Work instruction:
Once you have read the entries, copy all of them exactly.

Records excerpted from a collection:
PR #92, opened 2018-10-26
Fix JavaScript code in StructureSpawn methods

daboross:
Two small fixes for `spawn_creep` and `spawn_creep_with_options` actually working.

I should have caught the first one when it was merged, but completely overlooked it. Really makes me wish we had CI/minimal testing of javascript interaction part of this, but that would be a huge pain to set up with the screeps runtime.

In the meantime, testing by running the latest version in a personal ai works! and it catches things like this.

See individual commits for descriptions of why changes were made.


Stargateur:
however https://github.com/daboross/screeps-in-rust-via-wasm/pull/92/commits/d77d87a88dae8baa8e017808e771cd4e51575a50 wasn't necessary, it's work fine in this form (at least for me).

PR #96, opened 2018-10-30
Add get<T>() and get_path<T>() for MemoryReference

### LINKED ISSUE #95: Get enum from memory reference
Hello,

I'd like to set and get an enum from the memory, but it seems like there are no getter for it. I found the MemoryReference::set<T: JsSerialize>() but there is no MemoryReference::get<T: JsDeserialize>(). Any idea how I could do that?

Thanks!

Stargateur:
Fixes #95


daboross:
Thanks for making this!

I think the travis failure is spurious, going to try rebuilding it.

PR #100, opened 2018-11-04
Add screeps-game-api CHANGELOG file

daboross:
The majority of these entries were copied from release notes stored in git tags. Some of the oldest ones were written up fresh from looking at diffs, and the unreleased section is from looking at PRs merged since the last release.


daboross:
I'm glad! Though it is a bit of work writing up each release...

PR #101, opened 2018-11-04
Clippy suggestions + formatting

daboross:
Most of this stuff should be pretty positive. Just following `clippy` suggestions that seem reasonable, mostly.

The one thing I'm not sure about use turning the `Density` variants like `Density::DensityLow` into `Density::Low`. It departs from the official constants, but it gets rid of stuttering, which is generally a good thing.

---

This isn't very high priority - I just needed to do a bit of cleanup on _something_, and screeps-game-api won't be worse off for it.

### DIFF
--- a/screeps-game-api/src/constants.rs
+++ b/screeps-game-api/src/constants.rs
@@ -668,10 +668,10 @@ enum_from_primitive! {
     #[repr(u32)]
     #[derive(Debug, PartialEq, Eq, Clone, Copy)]
     pub enum Density {
-        DensityLow = 1,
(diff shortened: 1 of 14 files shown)


daboross:
Thanks for looking over this!

With taking by value- yeah, things are copied. Clippy suggested it since copying a value 4 bytes and smaller is unconditionally faster than making and deferencing a reference to said value. https://rust-lang-nursery.github.io/rust-clippy/master/index.html#trivially_copy_pass_by_ref is where it's documented at.

PR #105, opened 2018-12-03
Pass HasPosition by reference whenever possible

daboross:
Taking HasPosition things by value doesn't have much purpose, because the only method available on `HasPosition` takes `&self`. At least that's my reasoning?

We don't have any `impl<T> HasPosition for &T where T: HasPosition`. If we did, this would be unnecessary. I think taking `&T` in methods is simpler than this blanket impl, though, especially since we already have another blanket impl which would have to be removed if we added this one.


daboross:
:+1:

I _think_ it's worthwhile to do a quick non-breaking release before merging this, but that might be overdoing it.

Output of the task:
PR #92, opened 2018-10-26
Fix JavaScript code in StructureSpawn methods

daboross:
Two small fixes for `spawn_creep` and `spawn_creep_with_options` actually working.

I should have caught the first one when it was merged, but completely overlooked it. Really makes me wish we had CI/minimal testing of javascript interaction part of this, but that would be a huge pain to set up with the screeps runtime.

In the meantime, testing by running the latest version in a personal ai works! and it catches things like this.

See individual commits for descriptions of why changes were made.


Stargateur:
however https://github.com/daboross/screeps-in-rust-via-wasm/pull/92/commits/d77d87a88dae8baa8e017808e771cd4e51575a50 wasn't necessary, it's work fine in this form (at least for me).

PR #96, opened 2018-10-30
Add get<T>() and get_path<T>() for MemoryReference

### LINKED ISSUE #95: Get enum from memory reference
Hello,

I'd like to set and get an enum from the memory, but it seems like there are no getter for it. I found the MemoryReference::set<T: JsSerialize>() but there is no MemoryReference::get<T: JsDeserialize>(). Any idea how I could do that?

Thanks!

Stargateur:
Fixes #95


daboross:
Thanks for making this!

I think the travis failure is spurious, going to try rebuilding it.

PR #100, opened 2018-11-04
Add screeps-game-api CHANGELOG file

daboross:
The majority of these entries were copied from release notes stored in git tags. Some of the oldest ones were written up fresh from looking at diffs, and the unreleased section is from looking at PRs merged since the last release.


daboross:
I'm glad! Though it is a bit of work writing up each release...

PR #101, opened 2018-11-04
Clippy suggestions + formatting

daboross:
Most of this stuff should be pretty positive. Just following `clippy` suggestions that seem reasonable, mostly.

The one thing I'm not sure about use turning the `Density` variants like `Density::DensityLow` into `Density::Low`. It departs from the official constants, but it gets rid of stuttering, which is generally a good thing.

---

This isn't very high priority - I just needed to do a bit of cleanup on _something_, and screeps-game-api won't be worse off for it.

### DIFF
--- a/screeps-game-api/src/constants.rs
+++ b/screeps-game-api/src/constants.rs
@@ -668,10 +668,10 @@ enum_from_primitive! {
     #[repr(u32)]
     #[derive(Debug, PartialEq, Eq, Clone, Copy)]
     pub enum Density {
-        DensityLow = 1,
(diff shortened: 1 of 14 files shown)


daboross:
Thanks for looking over this!

With taking by value- yeah, things are copied. Clippy suggested it since copying a value 4 bytes and smaller is unconditionally faster than making and deferencing a reference to said value. https://rust-lang-nursery.github.io/rust-clippy/master/index.html#trivially_copy_pass_by_ref is where it's documented at.

PR #105, opened 2018-12-03
Pass HasPosition by reference whenever possible

daboross:
Taking HasPosition things by value doesn't have much purpose, because the only method available on `HasPosition` takes `&self`. At least that's my reasoning?

We don't have any `impl<T> HasPosition for &T where T: HasPosition`. If we did, this would be unnecessary. I think taking `&T` in methods is simpler than this blanket impl, though, especially since we already have another blanket impl which would have to be removed if we added this one.


daboross:
:+1:

I _think_ it's worthwhile to do a quick non-breaking release before merging this, but that might be overdoing it.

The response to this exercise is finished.